İslamiyet, Müslümanların hayat tarzını düzenleyen, onların dünya ve ahiret saadet ve selametlerini, maddî ve manevî terakkilerini temin eden ilâhi bir kanun, eşsiz bir rehber ve rabbani bir mürşittir. İslâm dini, kıyamete kadar gelecek bütün insanların maddî ve manevî ihtiyaçlarını, huzur ve refahını temin, ruhlarını ve akıllarını tatmin eder.

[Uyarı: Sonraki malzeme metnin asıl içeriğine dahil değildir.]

PR #1615, opened 2026-09-01
perf: stop re-encoding signatures and rendering events in assertion checks

elopez:
In assertion mode, `updateOpenTest` runs `checkETest` for every open test after every transaction, and two things in that path were doing far more work than the check needs:

- **`perf(test): precompute assertion test selectors`** — `checkStatefulAssertion`/`checkFoundryAssertion` re-encoded the test's signature and keccak-hashed it (`abiCalldata`) on every call, only to compare the first 4 bytes of calldata. `AssertionTest` now carries its selector (filled in by the `assertionTest` smart constructor) and the check is a `ByteString.isPrefixOf`.
- **`perf(test): check assertion events by name instead of rendering them`** — assertion and overflow detection went through `extractEvents`, which renders every event of the tx to `Text` (ABI-decoding the arguments, looking up contract names) and then prefix-matched `"AssertionFailed("` / `"Panic(n)"`. `showValues` always parenthesises, so that prefix test is exactly "an event with this name was emitted": the new `hasEventNamed` looks the topic up in the dapp's event map and compares the name. `Panic(n)` can only come from the revert reason, so `hasPanic` decodes just that — unless the contract declares an event literally named `Panic`, in which case it falls back to the old rendering path so behaviour stays identical.
- **`refactor(test): hide the cached assertion selector behind record fields`** — follow-up with no behavior change: `AssertionTest` gets named fields so pattern matches bind only what they use instead of carrying the selector positionally, and `checkFoundryAssertion` takes just the function name it actually uses. A same-seed campaign is identical before/after.

**Numbers** (assertion-mode benchmark, 33 functions, 200k calls, 1 worker, fixed seed; base = tip of PR 1):

| | wall time | allocation |
|---|---|---|
| base | 22.5 s | 121.5 GB |
| + selectors | 14.1 s | 64.2 GB |
| + event-name check | **12.1 s** | **54.0 GB** |

Campaign results are bit-identical at each step (same unique instructions, corpus size and call count). In a `--profiling-detail=late` profile of 60k calls the total drops 29.3 s → 9.0 s and `extractEvents` disappears from the top cost centres; what remains on the Echidna side is the coverage step loop (~8%), transaction generation (~4.5%) and ABI encoding in `setupTx` (~3.7%), with hevm's interpreter at ~60%.

### DIFF
--- a/lib/Echidna/Events.hs
+++ b/lib/Echidna/Events.hs
@@ -79,14 +79,8 @@ extractEvents decodeErrors dappInfo vm =
       _ -> Nothing
 
 -- | Whether the last transaction emitted an event with the given name, under
--- any overload.
---
--- This is the answer @any (isPrefixOf (name <> "(")) . extractEvents@ gives:
--- 'showValues' always parenthesises the arguments, so a rendered event starts
--- with @name <> "("@ exactly when the event has that name, and nothing else
--- 'extractEvents' produces (revert reasons, raw topics, error traces) can start
--- that way. Rendering the arguments of every event is what made that check
--- expensive, and none of it is needed to know the name.
+-- any overload. Checks the name via the event map instead of rendering the
+-- events, which is expensive.
 hasEventNamed :: Text -> DappInfo -> VM Concrete -> Bool
 hasEventNamed name dappInfo vm = any (any isNamed) (traceForest vm)
   where
--- a/lib/Echidna/Events.hs
+++ b/lib/Echidna/Events.hs
@@ -78,6 +78,25 @@ extractEvents decodeErrors dappInfo vm =
         Just $ humanPanic $ decodePanic d
       _ -> Nothing
 
+-- | Whether the last transaction emitted an event with the given name, under
+-- any overload.
+--
+-- This is the answer @any (isPrefixOf (name <> "(")) . extractEvents@ gives:
+-- 'showValues' always parenthesises the arguments, so a rendered event starts
+-- with @name <> "("@ exactly when the event has that name, and nothing else
+-- 'extractEvents' produces (revert reasons, raw topics, error traces) can start
+-- that way. Rendering the arguments of every event is what made that check
+-- expensive, and none of it is needed to know the name.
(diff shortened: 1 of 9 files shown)


lib/Echidna/Events.hs
```diff
@@ -78,6 +78,25 @@ extractEvents decodeErrors dappInfo vm =
...
+-- | Whether the last transaction emitted an event with the given name, under
+-- any overload.
+--
+-- This is the answer @any (isPrefixOf (name <> "(")) . extractEvents@ gives:
+-- 'showValues' always parenthesises the arguments, so a rendered event starts
+-- with @name <> "("@ exactly when the event has that name, and nothing else
+-- 'extractEvents' produces (revert reasons, raw topics, error traces) can start
+-- that way. Rendering the arguments of every event is what made that check
+-- expensive, and none of it is needed to know the name.
+hasEventNamed :: Text -> DappInfo -> VM Concrete -> Bool
```
gustavo-grieco, line 84: Keep these comment lean

lib/Echidna/Test.hs
```diff
@@ -337,10 +330,20 @@ checkAnySelfDestructed _ vm =
 checkPanicEvent :: T.Text -> Events -> Bool
 checkPanicEvent n = any (T.isPrefixOf ("Panic(" <> n <> ")"))
 
+-- | Whether the last transaction is reported with @Panic(n)@ by 'extractEvents',
+-- i.e. it reverted with that panic code. Only the revert reason can render that
+-- way, so the events themselves are not rendered -- unless the contract
+-- declares an event named Panic, which 'checkPanicEvent' would match too.
+hasPanic :: T.Text -> DappInfo -> VM Concrete -> Bool
```
gustavo-grieco, line 336: Same here, keep this comment lean

gustavo-grieco:
Benchmark this, the difference in memory should be measurable

gustavo-grieco:
https://github.com/scfuzzbench/scfuzzbench/issues/297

İman, ubudiyet, zikir ve tefekkür ruhun manevî gıdasıdır. İslam dininin ulvî hakikatlerini hayatlarına mal edenler saadet-i dareyne nail olur.
"İslamiyet midesi" tabiri, "inanç midesi" demektir.
"Biliniz ki, kalpler ancak Allah'ı anmakla huzur bulur." (Rad Suresi, 13/ 28)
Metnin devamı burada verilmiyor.